In an older infant or child who is thought to have been vaccinated appropriately, judicious use of serologic testing can be helpful in determining which immunizations may be needed and can decrease the number of injections required. Children who do not have serologic evidence of previous hepatitis B infection should receive the full vaccine series. Many adopted children acquire hepatitis A virus infection early in life and are immune thereafter. Thus, in the United States it may be cost effective to screen these children for previous immunity before initiating the vaccination series. Verification of protection from MMR vaccine requires testing for antibodies to each virus. Serology is of limited availability or difficult to interpret for Haemophilus influenzae type b (Hib) and poliovirus. Vaccination for these, as well as varicella and pneumococcal disease, which are not administered in most countries, should be administered to internationally adopted children based on age and medical history.

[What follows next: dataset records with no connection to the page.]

PR #685, opened 2024-03-15
Add option to exclude polyphen from process consequences

KoalaQin:
This change makes an option to not use polyphen_prediction in csq_order and its prioritization score. Test on vep_context 105.

### DIFF
--- a/gnomad/utils/vep.py
+++ b/gnomad/utils/vep.py
@@ -304,10 +304,15 @@ def process_consequences(
     :param csq_order: Optional list indicating the order of VEP consequences, sorted
         from high to low impact. Default is None, which uses the value of the
         `CSQ_ORDER` global.
-    :param has_polyphen: Whether the input VEP Struct has PolyPhen and SIFT.
-        Default is True. Note: VEP105-annotated context HT still has PolyPhen inside
-        vep struct but removed from the VEP105-annotated release HTs, so this has to be
-        set to False if using gnomAD v4.0 and later release HTs.
+:param has_polyphen: Whether the input VEP Struct has a PolyPhen annotation which
+        will be used to modify the consequence score. Default is True.
+
+              .. note::
+
+            From gnomAD v4.0 on, the PolyPhen annotation was removed from the VEP
+            Struct in the release HTs. When using this function with gnomAD v4.0 or
+            later, set `has_polyphen` to False.
+
     :return: MT with better formatted consequences.
     """
     if csq_order is None:
--- a/gnomad/utils/vep.py
+++ b/gnomad/utils/vep.py
@@ -290,7 +290,7 @@ def process_consequences(
     vep_root: str = "vep",
     penalize_flags: bool = True,
     csq_order: Optional[List[str]] = None,
-    has_polyphen_sift: bool = False,
+    has_polyphen: bool = True,
 ) -> Union[hl.MatrixTable, hl.Table]:
     """
     Add most_severe_consequence into [vep_root].transcript_consequences, and worst_csq_by_gene, any_lof into [vep_root].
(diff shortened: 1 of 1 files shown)


mike-w-wilson (changes requested):
One suggestion on the default and a question!

gnomad/utils/vep.py
```diff
@@ -290,6 +290,7 @@ def process_consequences(
     vep_root: str = "vep",
     penalize_flags: bool = True,
     csq_order: Optional[List[str]] = None,
+    has_polyphen_sift: bool = False,
```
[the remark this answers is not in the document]
KoalaQin: I will add a note in VEP 105, all the release HT won't have polyphen, we have to set this to `False`.

gnomad/utils/vep.py
```diff
@@ -303,44 +304,42 @@ def process_consequences(
...
+
+    flag_score = 500
+    no_flag_score = flag_score * (1 + penalize_flags)
+
+    def csq_score_modifier(tc: hl.expr.StructExpression) -> float:
+        modifier = csq_score(tc)
+        flag_condition = (tc.lof == "HC") & (tc.lof_flags != "")
+        modifier -= hl.if_else(flag_condition, flag_score, no_flag_score)
+        modifier -= hl.if_else(tc.lof == "OS", 20, 0)
+        modifier -= hl.if_else(tc.lof == "LC", 10, 0)
```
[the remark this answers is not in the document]
KoalaQin: I wanted to keep the previous structure, but if I add if in, it will be a bit redundant, so I worked with chatGPT for a few rounds to simplify it.

gnomad/utils/vep.py
```diff
@@ -303,44 +304,44 @@ def process_consequences(
...
+        vep struct but removed from the VEP105-annotated release HTs, so this has to be
+        set to False if using gnomAD v4.0 and later release HTs.
     :return: MT with better formatted consequences.
     """
     if csq_order is None:
         csq_order = CSQ_ORDER
     csqs = hl.literal(csq_order)
     csq_dict = hl.literal(dict(zip(csq_order, range(len(csq_order)))))
 
+    def csq_score(tc: hl.expr.StructExpression) -> int:
```
mike-w-wilson, line 318: I think we should make these "private" with a _ prefix since they only make sense inside this function. We haven't always done this through the repo, this function included but I think its a helpful thing to add.

gnomad/utils/vep.py
```diff
@@ -303,44 +304,44 @@ def process_consequences(
...
+        return csq_dict[tc.most_severe_consequence]
+
+    flag_score = 500
+    no_flag_score = flag_score * (1 + penalize_flags)
+
+    def csq_score_modifier(tc: hl.expr.StructExpression) -> float:
```
mike-w-wilson, line 324: Same comment as above -> `_csq_score_modifier`

mike-w-wilson (commented):
Two little things

gnomad/utils/vep.py
```diff
@@ -303,44 +304,44 @@ def process_consequences(
     :param csq_order: Optional list indicating the order of VEP consequences, sorted
         from high to low impact. Default is None, which uses the value of the
         `CSQ_ORDER` global.
+    :param has_polyphen: Whether the input VEP Struct has PolyPhen and SIFT.
+        Default is True. Note: VEP105-annotated context HT still has PolyPhen inside
+        vep struct but removed from the VEP105-annotated release HTs, so this has to be
+        set to False if using gnomAD v4.0 and later release HTs.
```
mike-w-wilson, line 310:
```suggestion
:param has_polyphen: Whether the input VEP Struct has a PolyPhen annotation which
        will be used to modify the consequence score. Default is True.

              .. note::

            From gnomAD v4.0 on, the PolyPhen annotation was removed from the VEP
            Struct in the release HTs. When using this function with gnomAD v4.0 or
            later, set `has_polyphen` to False.

```

mike-w-wilson (commented):
I rewrote a comment but then LGTM

mike-w-wilson (approved):

KoalaQin:
I can't pass check for the "note", so I moved them before. Is it Okay?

Data indicate increased risk of local adverse reactions after the fourth and fifth doses of DTP or DTaP. In some circumstances, judicious use of serologic testing of antibody levels to assess immunity may be helpful in decreasing the possibility of vaccine side effects. For children whose records indicate that they have received more than 3 doses, options include initial serologic testing or administration of a single booster dose of DTaP, followed by serologic testing after 1 month. If a severe local reaction occurs after revaccination, serologic testing for specific IgG antibody to tetanus and diphtheria toxins can be measured before additional doses are administered. No established serologic correlates exist for protection against pertussis, but protective concentrations of antibody to both diphtheria and tetanus toxin can serve to validate the vaccination record.